### [Task requirements]
From the first line of the data below, copy each line up to the one containing "Thanks, @ani-sha!", and include that line too.

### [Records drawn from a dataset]

PR #30, opened 2021-03-16
DBZ-3271 Centralizing column filter handling

gunnarmorling:
https://issues.redhat.com/browse/DBZ-3271

Requires https://github.com/debezium/debezium/pull/2211/


src/main/java/io/debezium/connector/vitess/VitessDatabaseSchema.java
```diff
@@ -64,12 +64,14 @@ private boolean isFilteredOut(TableId id) {
     }
 
     /** Refreshes the schema content with a table constructed externally */
-    public void refresh(Table table) {
+    @Override
```
jpechane, line 67: This is not properly formatted

gunnarmorling: Weird. I could swear I had done it. Force-pushed now.

PR #44, opened 2021-08-30
DBZ-2525 Generifying exclusion of columns from snapshotting

ani-sha:
https://issues.redhat.com/browse/DBZ-2525


keweishang (approved):

gunnarmorling:
Thanks, @ani-sha!

Thanks for reviewing, @keweishang. To give some context: column filters are applied to snapshot selects now, so that excluded columns are not discarded in the connectors only but are not selected in the first place. While we don't have snapshotting for Vitess yet, this change required some adjustments to the framework interfaces.

PR #2499, opened 2017-04-04
Feature/spectrum hit annotation/branchof/general spectrum reference annotation

mwalzer:
This is the part of split rework of #1797 , closed after scope creep. 
It is based on #249 (suggested merge after). Following the introduced SpectrumMetaDataLookup changes, this introduces SpectrumAnnotator, using TheoreticalSpectrumGenerator and SpectrumAlignment to match and annotate given identifications with given peak data at a given tolerance. Which ion types to mach is controlled via the Param extension. Also some match statistics are added.
Annotation looks something like:
```
<UserParam type="string" name="matched_ions" value="y6+,b13+,y9+,b2+,a11+,y5+,y4+,y3+,a12-C1H2N2+,y10-C1H4O1S1+,c5-H2O1+,b9++,c10-H3N1++,b11+,b12+,b15+,y10+,b9+,c10-H3N1+,..."/>
<UserParam type="float" name="matched_intensity" value="100662.793632507"/>
<UserParam type="int" name="matched_ion_number" value="229"/>
<UserParam type="int" name="peak_number" value="440"/>
<UserParam type="float" name="sum_intensity" value="159149.309085846"/>
<UserParam type="float" name="NTermIonCurrentRatio" value="0.300109904676478"/>
<UserParam type="float" name="CTermIonCurrentRatio" value="0.202220592085132"/>                                <UserParam type="float" name="median_fragment_error" value="0.0183461949475543"/>
<UserParam type="float" name="IQR_fragment_error" value="0.159449305250064"/>
<UserParam type="float" name="topN_meanfragmenterror" value="0.00127883276817491"/>
...
```

PR #2642, opened 2017-05-29
Feature/spectrum hit annotation/branchof/general spectrum reference annotation

timosachsenberg:


timosachsenberg:
smaller changes to https://github.com/OpenMS/OpenMS/pull/2499

timosachsenberg:
@enetz can you take a quick look at the failing test
http://cdash.openms.de/viewTest.php?onlyfailed&buildid=225363
triggers:
```
Error: Unexpected internal error (!theoretical_spec.isSorted() TheoreticalSpectrumGenerator::getSpectrum did not yield a sorted spectrum!)
```

enetz:
hmm, in MSSpectrum the sorting is done based on position values from ContainerType::operator[](i).getPosition(), while isSorted checks if (this->operator[](i - 1).getMZ() > this->operator[](i).getMZ())

is it possible to get different values from ContainerType::operator[](i).getPosition() and this->operator[](i).getMZ() ?
In Peak1D, getMZ() and getPos() return position_[0], but getPosition() returns "the whole" position_

The only reason I can think of, why the spectrum may actually not be sorted, is if the spectrum size is not equal to one of the DataArrays, but that should throw an exception in the MSSpectrum::select() function.
Are there any "IntegerDataArray[0] size (X) does not match spectrum size (Y)" or similar exceptions or warnings?
Does this only happen to the Travis build or also on your local build?

timosachsenberg:
I paste some code here as a notepad ;)
sorting without vs. with data array:
```
  std::sort(ContainerType::begin(), ContainerType::end(), typename PeakType::PositionLess());
vs.
       std::sort(sorted_indices.begin(), sorted_indices.end(), PairComparatorFirstElement<std::pair<typename PeakType::PositionType, Size> >());
```

timosachsenberg:
ok I think we just need to negate the PRECONDITION :P

mwalzer:
:tada:  :+1:

hroest:
> ok I think we just need to negate the PRECONDITION :P

haha I like your approach....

### [Answer below]
PR #30, opened 2021-03-16
DBZ-3271 Centralizing column filter handling

gunnarmorling:
https://issues.redhat.com/browse/DBZ-3271

Requires https://github.com/debezium/debezium/pull/2211/


src/main/java/io/debezium/connector/vitess/VitessDatabaseSchema.java
```diff
@@ -64,12 +64,14 @@ private boolean isFilteredOut(TableId id) {
     }
 
     /** Refreshes the schema content with a table constructed externally */
-    public void refresh(Table table) {
+    @Override
```
jpechane, line 67: This is not properly formatted

gunnarmorling: Weird. I could swear I had done it. Force-pushed now.

PR #44, opened 2021-08-30
DBZ-2525 Generifying exclusion of columns from snapshotting

ani-sha:
https://issues.redhat.com/browse/DBZ-2525


keweishang (approved):

gunnarmorling:
Thanks, @ani-sha!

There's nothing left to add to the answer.